Workshop Preparation

We are looking forward to seeing you on May 27 in Buenos Aires. For registration, location, and directions, please check the ICSE web site. For the workshop agenda, check here.

Below is the information you need to prepare for SECM.

Authors of Accepted Papers

  • Presentation at the Workshop (per accepted paper)
    • Prepare a 5-minute presentation for your paper
    • Focus on key ideas and results
    • Maximum 5 slides (+ title slide)
  • Additional Position Slide (each author)
    • Prepare a single Position Slide
    • Send your Position Slide by Wednesday, May 24, to hakan.erdogmus@sv.cmu.edu
    • Bring hard-copy of your Position Slide to the workshop

All Participants

  • Position Slide (each participant)
    • Prepare a single Position Slide
    • Send your Position Slide by Wednesday, May 24, to hakan.erdogmus@sv.cmu.edu
    • Bring hard-copy of your Position Slide to the workshop

What’s a Position Slide (All Participants)?

It’s a single slide (preferably in PDF), addressing any combination of the following elements:

  • one or two key insights based on your experience on the workshop topic;
  • up to two topics of interest regarding the workshop topic; and
  • your position on the workshop topic, e.g., listing (a) some observations or a premise, (b) posing a question, and (c) suggesting a potential solution, tactics, or a strategy.

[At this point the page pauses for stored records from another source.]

PR #542, opened 2025-09-19
ci: Migrated from Docker Hub to GitHub Packages

Fgerthoffert:
- Used ghcr.io for all -dev images and docker-openldap
 - Migrated to the cimg image alternative

### DIFF
--- a/.github/workflows/manual-run.yml
+++ b/.github/workflows/manual-run.yml
@@ -8,7 +8,7 @@ on:
       jahia_image:
         description: 'Jahia Image'
         required: true
-        default: 'jahia/jahia-ee-dev:8-SNAPSHOT'
+        default: 'ghcr.io/jahia/jahia-ee-dev:8-SNAPSHOT'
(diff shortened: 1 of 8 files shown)


gflores-jahia (approved):

Fgerthoffert:
> Looks like we might have some maven cache issues during build:
> 
> ```
> Error:  Tests run: 6, Failures: 4, Errors: 0, Skipped: 0, Time elapsed: 10.40 s <<< FAILURE! -- in TestSuite
> Error:  org.jahia.modules.graphql.security.GqlJcrPermissionCheckerTest.testPermissionOnMultipleFields on testPermissionOnMultipleFields(org.jahia.modules.graphql.security.GqlJcrPermissionCheckerTest) -- Time elapsed: 6.629 s <<< FAILURE!
> ```

Yes, I wonder if there could be an issue with previous cache that would be conflicting with what is coming from the new base container used to run the build.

Include your name at the bottom or top of the slide (for examples, see posted Position Slides).
Don’t forget to bring a hard-copy with you to the workshop! We will post the position slides in a visible area for all participants to see.

Park Bench Panel (All Participants)

We will dedicate most of the afternoon to the Park Bench Panel. We invite all authors and all workshop registrants to participate in this activity. If you have any students attending ICSE, please encourage them to participate as well — it’s important to hear their voices. Details will be given at the workshop, but if you are wondering, here is the main idea:

Park Bench Panel (by Ward Cunningham)…

A panel discussion is a good way for experts to spend some time rambling in front of a large audience. The audience gets to know the experts in a way that is only possible in person and the expert gets a little more exposure without having to prepare or be reviewed. But sometimes the panel can’t get it together and the real expert is in the audience. Therefore, let anyone in the audience join the panel. Leave one chair open. Let it be known that the empty chair provides the only means for audience participation. Do not take questions from the floor or from the moderator. Do not expect anyone taking that chair to necessarily ask a question, though that is often how their participation will begin. Make clear also that when the empty chair is filled that one of the current complement of panelists will have to vacate their chair so that there is always exactly one empty chair. Sometimes panelists are eager to leave but cannot do so until they find a subject that attracts someone from the audience to participate in their place. One is welcome to rejoin the panel should they find renewed interest in the conversation. This format is a good substitute for question & answer dialog.